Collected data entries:
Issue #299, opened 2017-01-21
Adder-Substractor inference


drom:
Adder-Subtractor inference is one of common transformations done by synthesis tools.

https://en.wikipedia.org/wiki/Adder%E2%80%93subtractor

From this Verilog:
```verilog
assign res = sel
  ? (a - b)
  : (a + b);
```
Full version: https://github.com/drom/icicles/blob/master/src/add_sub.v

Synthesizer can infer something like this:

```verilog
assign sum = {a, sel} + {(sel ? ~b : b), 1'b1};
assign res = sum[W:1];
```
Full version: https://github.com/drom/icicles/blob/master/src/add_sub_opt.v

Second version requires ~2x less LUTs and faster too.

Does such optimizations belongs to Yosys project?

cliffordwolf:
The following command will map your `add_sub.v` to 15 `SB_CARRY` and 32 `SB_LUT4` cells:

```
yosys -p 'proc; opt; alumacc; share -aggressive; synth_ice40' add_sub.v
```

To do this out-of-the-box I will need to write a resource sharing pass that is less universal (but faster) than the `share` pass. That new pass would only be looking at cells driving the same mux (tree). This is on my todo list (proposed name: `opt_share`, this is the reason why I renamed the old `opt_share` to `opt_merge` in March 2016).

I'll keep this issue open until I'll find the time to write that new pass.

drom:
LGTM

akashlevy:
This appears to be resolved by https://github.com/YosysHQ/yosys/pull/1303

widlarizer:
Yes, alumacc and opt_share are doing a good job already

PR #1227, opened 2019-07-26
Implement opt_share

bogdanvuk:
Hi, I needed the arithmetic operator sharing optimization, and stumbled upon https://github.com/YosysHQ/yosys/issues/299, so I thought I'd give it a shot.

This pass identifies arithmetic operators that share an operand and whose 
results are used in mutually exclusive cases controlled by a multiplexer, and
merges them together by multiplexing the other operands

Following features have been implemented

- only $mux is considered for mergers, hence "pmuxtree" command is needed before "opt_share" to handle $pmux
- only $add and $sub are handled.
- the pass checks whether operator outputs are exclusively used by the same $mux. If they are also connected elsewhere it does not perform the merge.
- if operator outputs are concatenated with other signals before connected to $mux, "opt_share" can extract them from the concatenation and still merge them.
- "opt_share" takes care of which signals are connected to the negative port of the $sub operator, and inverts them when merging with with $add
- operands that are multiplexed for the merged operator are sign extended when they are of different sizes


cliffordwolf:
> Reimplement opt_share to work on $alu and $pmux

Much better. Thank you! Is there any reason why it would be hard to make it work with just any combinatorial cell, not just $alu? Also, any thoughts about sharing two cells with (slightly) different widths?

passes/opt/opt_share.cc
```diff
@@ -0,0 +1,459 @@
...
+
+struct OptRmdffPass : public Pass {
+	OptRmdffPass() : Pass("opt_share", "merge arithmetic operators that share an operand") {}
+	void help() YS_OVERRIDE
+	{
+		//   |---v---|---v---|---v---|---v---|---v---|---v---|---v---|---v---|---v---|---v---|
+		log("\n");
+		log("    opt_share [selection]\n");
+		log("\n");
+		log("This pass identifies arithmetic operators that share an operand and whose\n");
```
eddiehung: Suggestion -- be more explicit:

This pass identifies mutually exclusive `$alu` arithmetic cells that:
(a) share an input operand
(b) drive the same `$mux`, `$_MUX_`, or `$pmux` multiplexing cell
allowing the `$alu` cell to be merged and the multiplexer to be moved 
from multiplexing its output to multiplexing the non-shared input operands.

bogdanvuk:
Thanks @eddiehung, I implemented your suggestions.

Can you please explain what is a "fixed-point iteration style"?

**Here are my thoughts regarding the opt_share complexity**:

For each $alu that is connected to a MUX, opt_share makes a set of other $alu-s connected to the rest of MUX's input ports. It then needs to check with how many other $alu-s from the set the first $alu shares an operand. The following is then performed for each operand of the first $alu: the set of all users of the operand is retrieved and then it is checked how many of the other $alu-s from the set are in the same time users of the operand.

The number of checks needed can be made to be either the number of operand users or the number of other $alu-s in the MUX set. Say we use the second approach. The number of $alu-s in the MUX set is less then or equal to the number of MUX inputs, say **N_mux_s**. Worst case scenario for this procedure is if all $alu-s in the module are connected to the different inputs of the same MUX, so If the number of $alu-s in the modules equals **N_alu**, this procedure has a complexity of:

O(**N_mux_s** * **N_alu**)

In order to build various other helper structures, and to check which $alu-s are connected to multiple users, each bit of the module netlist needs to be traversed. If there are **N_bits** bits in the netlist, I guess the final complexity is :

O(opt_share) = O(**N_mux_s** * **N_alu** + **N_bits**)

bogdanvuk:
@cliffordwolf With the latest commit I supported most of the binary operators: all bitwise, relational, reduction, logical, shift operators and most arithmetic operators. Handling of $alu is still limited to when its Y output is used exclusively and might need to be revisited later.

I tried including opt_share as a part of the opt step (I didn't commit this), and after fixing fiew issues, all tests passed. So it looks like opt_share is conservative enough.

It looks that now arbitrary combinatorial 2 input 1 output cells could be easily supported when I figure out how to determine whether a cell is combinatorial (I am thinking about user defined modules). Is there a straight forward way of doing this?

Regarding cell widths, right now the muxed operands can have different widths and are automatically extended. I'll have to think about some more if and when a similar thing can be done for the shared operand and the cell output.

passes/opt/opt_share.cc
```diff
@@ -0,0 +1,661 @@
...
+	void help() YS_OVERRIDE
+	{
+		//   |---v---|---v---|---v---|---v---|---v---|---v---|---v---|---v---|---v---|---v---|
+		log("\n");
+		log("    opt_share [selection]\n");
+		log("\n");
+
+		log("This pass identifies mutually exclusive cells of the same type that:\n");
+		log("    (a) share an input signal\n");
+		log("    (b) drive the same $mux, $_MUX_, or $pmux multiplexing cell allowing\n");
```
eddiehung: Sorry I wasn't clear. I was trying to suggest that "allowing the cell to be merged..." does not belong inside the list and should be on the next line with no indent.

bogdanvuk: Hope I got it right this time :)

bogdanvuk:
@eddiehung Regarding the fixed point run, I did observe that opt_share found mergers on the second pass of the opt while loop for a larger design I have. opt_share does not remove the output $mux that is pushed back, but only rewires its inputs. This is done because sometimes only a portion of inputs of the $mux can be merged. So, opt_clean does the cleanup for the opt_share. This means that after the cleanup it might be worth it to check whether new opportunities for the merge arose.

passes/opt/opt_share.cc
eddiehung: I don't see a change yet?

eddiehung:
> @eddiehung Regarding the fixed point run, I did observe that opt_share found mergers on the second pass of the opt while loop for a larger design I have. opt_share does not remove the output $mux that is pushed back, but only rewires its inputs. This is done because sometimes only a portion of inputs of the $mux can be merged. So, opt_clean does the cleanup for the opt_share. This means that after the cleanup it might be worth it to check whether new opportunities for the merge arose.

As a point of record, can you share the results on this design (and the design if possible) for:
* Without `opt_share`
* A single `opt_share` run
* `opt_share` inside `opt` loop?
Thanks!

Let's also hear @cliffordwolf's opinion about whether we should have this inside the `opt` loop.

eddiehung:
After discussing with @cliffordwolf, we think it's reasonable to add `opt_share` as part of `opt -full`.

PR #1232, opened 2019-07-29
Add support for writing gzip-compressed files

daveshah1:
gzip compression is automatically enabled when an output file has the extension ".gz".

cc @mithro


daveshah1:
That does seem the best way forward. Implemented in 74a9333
* * *
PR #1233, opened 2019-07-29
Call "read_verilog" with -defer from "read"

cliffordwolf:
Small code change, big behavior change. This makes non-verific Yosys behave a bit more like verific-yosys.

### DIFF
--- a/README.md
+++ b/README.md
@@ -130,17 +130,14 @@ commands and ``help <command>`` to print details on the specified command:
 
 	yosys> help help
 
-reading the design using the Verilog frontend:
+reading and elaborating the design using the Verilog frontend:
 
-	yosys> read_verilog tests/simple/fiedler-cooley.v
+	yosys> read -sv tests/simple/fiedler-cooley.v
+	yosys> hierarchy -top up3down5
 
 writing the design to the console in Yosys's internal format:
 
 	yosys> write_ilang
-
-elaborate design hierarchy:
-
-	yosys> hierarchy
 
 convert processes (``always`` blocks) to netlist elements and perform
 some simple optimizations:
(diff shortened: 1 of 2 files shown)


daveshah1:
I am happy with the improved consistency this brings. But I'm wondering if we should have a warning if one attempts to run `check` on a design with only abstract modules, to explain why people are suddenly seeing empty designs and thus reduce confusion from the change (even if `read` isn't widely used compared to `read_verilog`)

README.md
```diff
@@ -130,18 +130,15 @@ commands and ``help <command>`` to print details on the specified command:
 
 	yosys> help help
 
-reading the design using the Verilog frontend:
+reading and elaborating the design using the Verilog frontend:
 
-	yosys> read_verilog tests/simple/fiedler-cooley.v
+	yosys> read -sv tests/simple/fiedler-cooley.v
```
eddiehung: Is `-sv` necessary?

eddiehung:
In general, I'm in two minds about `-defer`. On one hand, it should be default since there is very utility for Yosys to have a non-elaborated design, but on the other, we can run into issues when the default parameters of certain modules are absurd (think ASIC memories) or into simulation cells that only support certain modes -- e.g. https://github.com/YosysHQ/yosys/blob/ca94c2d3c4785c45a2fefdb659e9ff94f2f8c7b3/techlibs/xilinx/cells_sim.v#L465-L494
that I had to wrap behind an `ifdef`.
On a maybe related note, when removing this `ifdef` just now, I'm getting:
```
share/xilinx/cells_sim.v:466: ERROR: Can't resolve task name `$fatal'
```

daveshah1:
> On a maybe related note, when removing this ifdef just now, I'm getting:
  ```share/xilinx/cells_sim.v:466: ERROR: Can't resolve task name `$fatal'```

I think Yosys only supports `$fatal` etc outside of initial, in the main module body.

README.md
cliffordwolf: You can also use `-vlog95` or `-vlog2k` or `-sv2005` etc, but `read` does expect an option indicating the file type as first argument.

Task description ▸
Beginning with the line that has "from multiplexing its" and ending with the line that has "For each $alu", set down the lines above exactly and include no others.

Solution for this problem ▸
from multiplexing its output to multiplexing the non-shared input operands.

bogdanvuk:
Thanks @eddiehung, I implemented your suggestions.

Can you please explain what is a "fixed-point iteration style"?

**Here are my thoughts regarding the opt_share complexity**:

For each $alu that is connected to a MUX, opt_share makes a set of other $alu-s connected to the rest of MUX's input ports. It then needs to check with how many other $alu-s from the set the first $alu shares an operand. The following is then performed for each operand of the first $alu: the set of all users of the operand is retrieved and then it is checked how many of the other $alu-s from the set are in the same time users of the operand.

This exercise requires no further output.